(Stored items)
★ ★ ★ ★

PR #456, opened 2025-11-17
Add SGLang Connector for Prefill/Decode Disaggregation (migrated from llm-d-routing-sidecar#64)

bongwoobak:
## Summary

This PR is the same work as:
https://github.com/llm-d/llm-d-routing-sidecar/pull/64

It is moved here because the reviewer asked for the PR to be relocated to this repository.

## Changes

- Added connector_sglang.go implementing P/D disaggregation  
- Integrated bootstrap configuration (host, port, room)  
- Updated cmd/llm-d-routing-sidecar/main.go and internal/proxy/proxy.go  

## Features

- Room-based communication for coordinating prefill/decode  
- Configurable bootstrap via env `SGLANG_BOOTSTRAP_PORT` (default: 8668)  
- Prefill requests are sent asynchronously, decode requests are sent synchronously and processed upon receiving the decode response  

## Test

- Tested with SGLang prefill/decode services  
- Confirmed asynchronous prefill & synchronous decode execution  
- Successfully tested in a Kubernetes cluster with AMD MI250 GPUs  
- Tested successfully on gateway-api-inference-extension v1.1.0 with inference-scheduler v0.3.2

### DIFF
--- a/cmd/pd-sidecar/main.go
+++ b/cmd/pd-sidecar/main.go
@@ -20,6 +20,7 @@ import (
 	"flag"
 	"net/url"
 	"os"
+	"strings"
 
 	"k8s.io/klog/v2"
 	ctrl "sigs.k8s.io/controller-runtime"


pkg/sidecar/proxy/connector_sglang.go
```diff
@@ -0,0 +1,151 @@
...
+
+func (s *Server) generateSGLangRoomID() int64 {
+	return time.Now().UnixNano() + int64(rand.Intn(1000))
+}
+
+func (s *Server) getBootstrapHost(prefillHostPort string) (string, int) {
+	// Extract hostname from prefill host
+	parts := strings.Split(prefillHostPort, ":")
+	hostname := parts[0]
+	// Get bootstrap port from environment variable
```
shmuelk: This code should be done once. Perhaps in an init() function, with the port stored in a local global variable.

pkg/sidecar/proxy/connector_sglang.go
```diff
@@ -0,0 +1,151 @@
...
+
+	if err != nil {
+		if err := errorJSONInvalid(err, w); err != nil {
+			s.logger.Error(err, "failed to send error response to client")
+		}
+		return
+	}
+
+	// Validate prefill host
+	if prefillPodHostPort == "" {
```
shmuelk: There is no need to check for this. The code in proxy.go, checks for this situation and if it occurs simply sends the request to the decode node.

pkg/sidecar/proxy/connector_sglang.go
```diff
@@ -0,0 +1,151 @@
...
+}
+
+func (s *Server) sendSGLangConcurrentRequests(w http.ResponseWriter, r *http.Request, body []byte, prefillHost string) {
+	// Create separate requests for prefill and decode
+	prefillReq := cloneWithJSONBody(r, body)
+	decodeReq := cloneWithJSONBody(r, body)
+
+	// Send prefill request asynchronously
+	go func() {
+		prefillHandler, err := s.prefillerProxyHandler(prefillHost)
```
shmuelk: This should be done outside the GO routine.

bongwoobak: Fixed. Moved handler creation outside.

Thank you for the thorough review!

pkg/sidecar/proxy/connector_sglang.go
bongwoobak: Removed. When prefill host is empty, it will be treated as non-PD mode.

pkg/sidecar/proxy/connector_sglang.go
bongwoobak: I've moved the bootstrap port parsing to init() as suggested. 

Because the bootstrap host is derived from the prefill host and varies per request,
only the port is initialized once in init(). The hostname extraction remains 
in getBootstrapHost() as it depends on the dynamic prefillHostPort parameter.

pkg/sidecar/proxy/connector_sglang.go
```diff
@@ -0,0 +1,155 @@
...
+	for k, v := range requestData {
+		modifiedRequest[k] = v
+	}
+
+	// Generate bootstrap host from prefill host
+	bootstrapHost, bootstrapPort := s.getBootstrapHost(prefillHostPort)
+
+	// Add bootstrap information
+	modifiedRequest[requestFieldBootstrapHost] = bootstrapHost
+	modifiedRequest[requestFieldBootstrapPort] = bootstrapPort
```
shmuelk: Why not simply set this to `sglangBootstrapPort` ?

pkg/sidecar/proxy/connector_sglang.go
```diff
@@ -0,0 +1,155 @@
...
+func (s *Server) generateSGLangRoomID() int64 {
+	return time.Now().UnixNano() + int64(rand.Intn(1000))
+}
+
+func (s *Server) getBootstrapHost(prefillHostPort string) (string, int) {
+	// Extract hostname from prefill host
+	parts := strings.Split(prefillHostPort, ":")
+	hostname := parts[0]
+
+	return hostname, sglangBootstrapPort
```
shmuelk: Why return two values as the second value, the port, is constant through the execution of the server?

bongwoobak: You're right, I completely missed this. That was silly of me. 
I've fixed both the function signature and its usage as you suggested.

Thank you.

cmd/pd-sidecar/main.go
```diff
@@ -28,11 +28,20 @@ import (
...
+		proxy.ConnectorSGLang,
+	}
+)
+
 func main() {
 	port := flag.String("port", "8000", "the port the sidecar is listening on")
 	vLLMPort := flag.String("vllm-port", "8001", "the port vLLM is listening on")
 	vLLMDataParallelSize := flag.Int("data-parallel-size", 1, "the vLLM DATA-PARALLEL-SIZE value")
-	connector := flag.String("connector", "nixlv2", "the P/D connector being used. Either nixl, nixlv2 or lmcache")
+	connector := flag.String("connector", "nixlv2", "the P/D connector being used. Either nixl, nixlv2, lmcache, or sglang")
```
hhk7734:
```suggestion
	connector := flag.String("connector", proxy.ConnectorNIXLV2, "the P/D connector being used. Supported: "+strings.Join(supportedConnectors, ", "))
```

It may be a good idea to update it this way.
And since `nixl` is no longer used, we should remove it from the list.

bongwoobak: That would be better. Thank you

cmd/pd-sidecar/main.go
```diff
@@ -57,8 +66,16 @@ func main() {
...
+	// Validate connector
+	isValidConnector := false
+	for _, validConnector := range supportedConnectors {
+		if *connector == validConnector {
+			isValidConnector = true
+			break
+		}
+	}
+	if !isValidConnector {
+		logger.Info("Error: --connector must be one of: nixlv2, lmcache, sglang")
```
hhk7734:
```suggestion
		logger.Info("Error: --connector must be one of: " + strings.Join(supportedConnectors, ", "))
```

Here too.

shmuelk:
@bongwoobak You are missing an import for "strings. Please add it.

bongwoobak:
@shmuelk I’ve added the import string and ran another test just to be sure. Thank you.

PR #467, opened 2025-11-20
Bump kv-cache-manager to v0.4.0-rc2

pierDipi:
Bump + fix breaking changes

### DIFF
--- a/pkg/plugins/scorer/precise_prefix_cache.go
+++ b/pkg/plugins/scorer/precise_prefix_cache.go
@@ -164,10 +164,9 @@ func (s *PrecisePrefixCacheScorer) Score(ctx context.Context, _ *types.CycleStat
 // For regular completions, it uses the prompt directly.
 func (s *PrecisePrefixCacheScorer) getScores(ctx context.Context, request *types.LLMRequest) (map[string]float64, error) {
 	logger := log.FromContext(ctx).WithName(s.typedName.String())
-	debugLogger := logger.V(logutil.DEBUG)
 	traceLogger := logger.V(logutil.TRACE)
 
-	debugLogger.Info("Getting scores",
+	traceLogger.Info("Getting scores",
 		"target_model", request.TargetModel,
 		"has_chat_completions", request.Body != nil && request.Body.ChatCompletions != nil,
 		"has_completions", request.Body != nil && request.Body.Completions != nil)


pkg/plugins/scorer/precise_prefix_cache.go
```diff
@@ -41,14 +41,23 @@ var _ framework.Scorer = &PrecisePrefixCacheScorer{}
...
 
 	// read hugging face token from environment variable if set
-	if token := os.Getenv("HF_TOKEN"); token != "" {
-		parameters.IndexerConfig.TokenizersPoolConfig.HuggingFaceToken = token
+	if token := os.Getenv("HF_TOKEN"); token != "" &&
+		parameters.IndexerConfig != nil &&
+		parameters.IndexerConfig.TokenizersPoolConfig != nil &&
+		parameters.IndexerConfig.TokenizersPoolConfig.HFTokenizerConfig != nil {
+		parameters.IndexerConfig.TokenizersPoolConfig.HFTokenizerConfig.HuggingFaceToken = token
 	}
```
nirrozenbaum, line 61: these lines look like internal implementation details of kvcache manager code. 
can we move this to kvcache repo?
I'd expect the call `indexerConfig, err := kvcache.NewDefaultConfig()` in L45 to initialize that internally.

vMaroon: The kvcache library defines a configuration with default values. This code piece is that of a user, permitting configuration through the env-var `HF_TOKEN`. It is arguable that this is a special env-var that is widely accepted but generally in the kvcache library we attempt to contain all configuration in the referenced structure, leaving customized UX to the users.

nirrozenbaum: right. it's a user defined env var (with the user's token). 
HF_TOKEN as env var is very acceptable.

the question I was trying to answer is why do we read that env var here and not in kvcache code.
this part looks very not natural, the scorer factory function writes to an internal config of the kvcache indexer parameters.
I was expecting to have the `os.getenv` call inside `kvcache.NewDefaultConfig()`.

pierDipi: Since this discussion is applicable to the current setup, should we discuss it separately?

pierDipi: I agree that kv cache manager library can do this since the use can still opt-out from the default env-var injection by not using the NewDefaultConfig function if they want to have different defaults

vMaroon: Let's track this in a new issue, I think this should not be a blocker.

pkg/plugins/scorer/precise_prefix_cache.go
```diff
@@ -161,20 +162,23 @@ func (s *PrecisePrefixCacheScorer) Score(ctx context.Context, _ *types.CycleStat
...
 // For chat completions, it renders the messages using the model's chat template.
 // For regular completions, it uses the prompt directly.
-func (s *PrecisePrefixCacheScorer) extractPrompt(ctx context.Context, request *types.LLMRequest) (string, error) {
-	traceLogger := log.FromContext(ctx).V(logutil.TRACE).WithName(s.typedName.String())
+func (s *PrecisePrefixCacheScorer) getScores(ctx context.Context, request *types.LLMRequest) (map[string]float64, error) {
+	logger := log.FromContext(ctx).WithName(s.typedName.String())
+	debugLogger := logger.V(logutil.DEBUG)
+	traceLogger := logger.V(logutil.TRACE)
+
+	debugLogger.Info("Getting scores",
```
vMaroon: This should be trace, otherwise will be too spammy. TBH can be dropped.

pierDipi: Done

pkg/plugins/scorer/precise_prefix_cache.go
nirrozenbaum: not a blocker 👍

PR #474, opened 2025-11-21
feat(allowlist): support both v1 and v1alpha2 InferencePool APIs with flag

googs1025:
add new `pool-group` flag to choose which inferencepool to support

fix: https://github.com/llm-d/llm-d-inference-scheduler/issues/462

### DIFF
--- a/pkg/sidecar/proxy/allowlist.go
+++ b/pkg/sidecar/proxy/allowlist.go
@@ -38,11 +38,15 @@ import (
 )
 
 const (
-	inferencePoolGroup    = "inference.networking.x-k8s.io"
-	inferencePoolVersion  = "v1alpha2"
 	inferencePoolResource = "inferencepools"
 	resyncPeriod          = 30 * time.Second
 )
+
+// InferencePool API group to version mapping
+var inferencePoolGroupToVersion = map[string]string{
+	DefaultPoolGroup: "v1",
+	LegacyPoolGroup:  "v1alpha2",
+}
 
 // AllowlistValidator manages allowed prefill targets based on InferencePool resources
 type AllowlistValidator struct {
@@ -51,6 +55,8 @@ type AllowlistValidator struct {
 	namespace     string
 	poolName      string
 	enabled       bool
+
+	gvr schema.GroupVersionResource // detected GVR
 
 	// allowedTargets maps hostport -> bool for allowed prefill targets
 	allowedTargets   set.Set[string]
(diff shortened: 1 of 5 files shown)


pkg/sidecar/proxy/allowlist.go
```diff
@@ -87,44 +107,79 @@ func NewAllowlistValidator(enabled bool, namespace string, poolName string) (*Al
...
 }
 
+func isGVRSupported(discoveryClient discovery.DiscoveryInterface, gvr schema.GroupVersionResource) (bool, error) {
+	apiResourceList, err := discoveryClient.ServerResourcesForGroupVersion(gvr.GroupVersion().String())
+	if err != nil {
+		// If the group/version doesn't exist, Kubernetes returns a "NotFound" error
+		if errors.IsNotFound(err) {
+			return false, nil // GroupVersion not supported
+		}
+		return false, fmt.Errorf("failed to discover resources for %s: %w", gvr.GroupVersion(), err)
```
pierDipi: nit: as the function is generic and doesn't necessarily assume InfPool resource
```suggestion
		return false, fmt.Errorf("failed to discover resources for %s: %w", gvr.String(), err)
```

pierDipi (approved):
/lgtm

pkg/sidecar/proxy/allowlist.go
googs1025: done

shmuelk:
@googs1025 If I understand this PR correctly, it is trying to figure which version of the InferencePool CRD is installed.

What happens if both CRDs are installed? I believe `make env-dev-kind` installs both versions of the InferencePool CRD. It actually uses the v1 version, but both CRDs are installed.

pkg/sidecar/proxy/allowlist.go
```diff
@@ -38,12 +40,28 @@ import (
...
+//
+// 1. inference.networking.k8s.io/v1         ← Preferred (new official API group)
+// 2. inference.networking.x-k8s.io/v1alpha2 ← Fallback (legacy experimental API group)
+
+// The validator automatically detects which API is available by using the Kubernetes
+// discovery API, selecting the first supported GVR in this list.
+//
+// This approach aligns with upstream Ingress Gateway (IGW) behavior, which also supports
+// both API versions concurrently (see issue #462).
+var candidateGVRs = []schema.GroupVersionResource{
```
zdtsw: `isGVRSupported()` is generic function, should `candidateGVRs` be more specific as it is only on `inferencepools` for now

googs1025: change to `inferencePoolGVRCandidates`

pkg/sidecar/proxy/allowlist.go
```diff
@@ -99,32 +140,45 @@ func NewAllowlistValidator(enabled bool, namespace string, poolName string) (*Al
...
 	av.logger = log.FromContext(ctx).WithName("allowlist-validator")
-	av.logger.Info("starting SSRF protection allowlist validator", "namespace", av.namespace, "poolName", av.poolName)
-
-	gvr := schema.GroupVersionResource{
-		Group:    inferencePoolGroup,
-		Version:  inferencePoolVersion,
-		Resource: inferencePoolResource,
-	}
+	av.logger.Info("starting SSRF protection allowlist validator",
+		"namespace", av.namespace, "poolName", av.poolName, "gvr", av.gvr.String())
```
shmuelk, line 138: av.gvr is never set

shmuelk (changes requested):

pkg/sidecar/proxy/allowlist.go
googs1025: oh... my bad. done

Issue #470, opened 2025-11-20
Installation of build dependencies via Makefile is broken


elevran:
**What happened**:
Running make on Linux.
```sh
$ make test-unit
Installing dependencies with apt...
Reading package lists... Done
E: Could not open lock file /var/lib/apt/lists/lock - open (13: Permission denied)
E: Unable to lock directory /var/lib/apt/lists/
W: Problem unlinking the file /var/cache/apt/pkgcache.bin - RemoveCaches (13: Permission denied)
W: Problem unlinking the file /var/cache/apt/srcpkgcache.bin - RemoveCaches (13: Permission denied)
make: *** [Makefile:461: install-dependencies] Error 100
```

**What you expected to happen**:
dependencies install cleanly (or message to install manually).

**How to reproduce it (as minimally and precisely as possible)**:
As above. Run on system without dependencies (python, zmq, g++) preinstalled.

**Anything else we need to know?**:
Running as non root user by default (e.g., `sudo` required). 

**Environment**:
Linux/Ubuntu (WSL)

elevran:
cc @shmuelk @vMaroon

elevran:
@acardace SGTM.
Would you like to take a stab at the container image for unit tests?

PR #481, opened 2025-11-24
fix: github action missing Trivy scan on sidecar image

zdtsw:
- Trivy scan should be done on both images
- move "make build" before "make test" to have quick exit
- use "make" target to install k-v cache dependency
- use Github Action than download lychee binary

### DIFF
--- a/.github/workflows/ci-pr-checks.yaml
+++ b/.github/workflows/ci-pr-checks.yaml
@@ -27,10 +27,8 @@ jobs:
           go-version: "${{ env.GO_VERSION }}"
           cache-dependency-path: ./go.sum
 
-      - name: Install kvcache dependencies
-        run: |
-          sudo apt-get update
-          sudo apt-get install -y libzmq3-dev pkg-config python3-dev
+      - name: Install dependencies
+        run: sudo make install-dependencies
 
       - name: Configure CGO for Python
         run: |
@@ -58,12 +56,12 @@ jobs:
           CPATH: ${{ env.CPATH }}
           PKG_CONFIG_PATH: ${{ env.PKG_CONFIG_PATH }}
 
-      - name: Run make test
-        shell: bash 
-        run: |
-          make test
-
       - name: Run make build
         shell: bash
         run: |
           make build
+
+      - name: Run make test
+        shell: bash
+        run: |
+          make test
--- a/.github/workflows/ci-release.yaml
+++ b/.github/workflows/ci-release.yaml
@@ -14,11 +14,12 @@ jobs:
       - name: Checkout source
         uses: actions/checkout@v6
 
-      - name: Set project name from repository
+      - name: Set image names
         id: version
         run: |
           repo="${GITHUB_REPOSITORY##*/}"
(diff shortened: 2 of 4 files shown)


elevran:
@zdtsw DCO is missing, Please see https://github.com/llm-d/llm-d-inference-scheduler/pull/481/checks?check_run_id=56199228166

.github/workflows/ci-pr-checks.yaml
```diff
@@ -27,10 +27,8 @@ jobs:
           go-version: "${{ env.GO_VERSION }}"
           cache-dependency-path: ./go.sum
 
-      - name: Install kvcache dependencies
-        run: |
-          sudo apt-get update
-          sudo apt-get install -y libzmq3-dev pkg-config python3-dev
+      - name: Install dependencies
+        run: sudo make install-dependencies
```
elevran, line 31: Q: 
the makefile installs Python dependencies outside the `install-dependencies` target (it is handled in L64-L92). 
in the previous version it was being installed explicitly via apt-get. 

- does Python get installed and set up correctly by calling make?
- if not, can you please move the Python install to the same make target?

zdtsw: you are right.
the current make target "install-dependencies" does not install python3-dev
but i am wondering if it really need it or not.  see, runs from https://github.com/llm-d/llm-d-inference-scheduler/actions/runs/19634069811
"ubuntu-latest" runner itself does have python-is-python3 pre-installed.
https://github.com/llm-d/llm-d-inference-scheduler/actions/runs/19634069811

but on the safe side, i think it is better have python3-dev included in the  "install-dependencies"

elevran: What we need are the Python header files so we can use them (via CGO).
The makefile in local dev-env would would not install python and only print a message (`Please install with: 'sudo apt install python$(PYTHON_VERSION)-dev'`) if missing.
If python-dev is always preinstalled on `ubuntu-latest` runner then we're good to go. Perhaps add an explicit step to check if the assumption is valid? Or maybe the makefile would already fail if python headers are not available?

cc @vMaroon for python dependencies.

zdtsw: After some debug, I think I know the issue here
in Github Ubuntu-latest runner, python3-dev is already  pre-installed, and Python.h is there, see https://github.com/zdtsw/llm-d-inference-scheduler/actions/runs/19637556798/job/56232027808
so to have a "apt-get install" is not necessary here.
But for the local dev it does require python3-dev/python3-devel, which now is added in the "install-dependencies"
it might be a duplicated in the Github Action case to have both pre-install and then calling make again. unless we wanna break python3-dev/python3-devel out of "install-dependencies"

zdtsw:
> > if we need more confirmation regarding python header file, should I split this PR into two so get the "missing Trivy scan" out first?
> 
> No further confirmation is needed and not need to split PR. I think it is safest to go back to what you originally had and remove Python from Makefile's install-dependencies target. We have #470 to track Makefile issue on dependencies. /unhold

Thanks,  I've reverted the changes for python3-dev and updated the commit message

PR #484, opened 2025-11-24
Use kv-cache-manager based on Go mod version instead of hardcoded

pierDipi:
Currently the KVCACHE_MANAGER_VERSION is out of sync with the go mod which could cause bugs.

★ ★ ★ ★

### Assignment
Write out the records above exactly, from the opening line to the line with "shmuelk: This code", including both, with nothing added.

### The answer
PR #456, opened 2025-11-17
Add SGLang Connector for Prefill/Decode Disaggregation (migrated from llm-d-routing-sidecar#64)

bongwoobak:
## Summary

This PR is the same work as:
https://github.com/llm-d/llm-d-routing-sidecar/pull/64

It is moved here because the reviewer asked for the PR to be relocated to this repository.

## Changes

- Added connector_sglang.go implementing P/D disaggregation  
- Integrated bootstrap configuration (host, port, room)  
- Updated cmd/llm-d-routing-sidecar/main.go and internal/proxy/proxy.go  

## Features

- Room-based communication for coordinating prefill/decode  
- Configurable bootstrap via env `SGLANG_BOOTSTRAP_PORT` (default: 8668)  
- Prefill requests are sent asynchronously, decode requests are sent synchronously and processed upon receiving the decode response  

## Test

- Tested with SGLang prefill/decode services  
- Confirmed asynchronous prefill & synchronous decode execution  
- Successfully tested in a Kubernetes cluster with AMD MI250 GPUs  
- Tested successfully on gateway-api-inference-extension v1.1.0 with inference-scheduler v0.3.2

### DIFF
--- a/cmd/pd-sidecar/main.go
+++ b/cmd/pd-sidecar/main.go
@@ -20,6 +20,7 @@ import (
 	"flag"
 	"net/url"
 	"os"
+	"strings"
 
 	"k8s.io/klog/v2"
 	ctrl "sigs.k8s.io/controller-runtime"


pkg/sidecar/proxy/connector_sglang.go
```diff
@@ -0,0 +1,151 @@
...
+
+func (s *Server) generateSGLangRoomID() int64 {
+	return time.Now().UnixNano() + int64(rand.Intn(1000))
+}
+
+func (s *Server) getBootstrapHost(prefillHostPort string) (string, int) {
+	// Extract hostname from prefill host
+	parts := strings.Split(prefillHostPort, ":")
+	hostname := parts[0]
+	// Get bootstrap port from environment variable
```
shmuelk: This code should be done once. Perhaps in an init() function, with the port stored in a local global variable.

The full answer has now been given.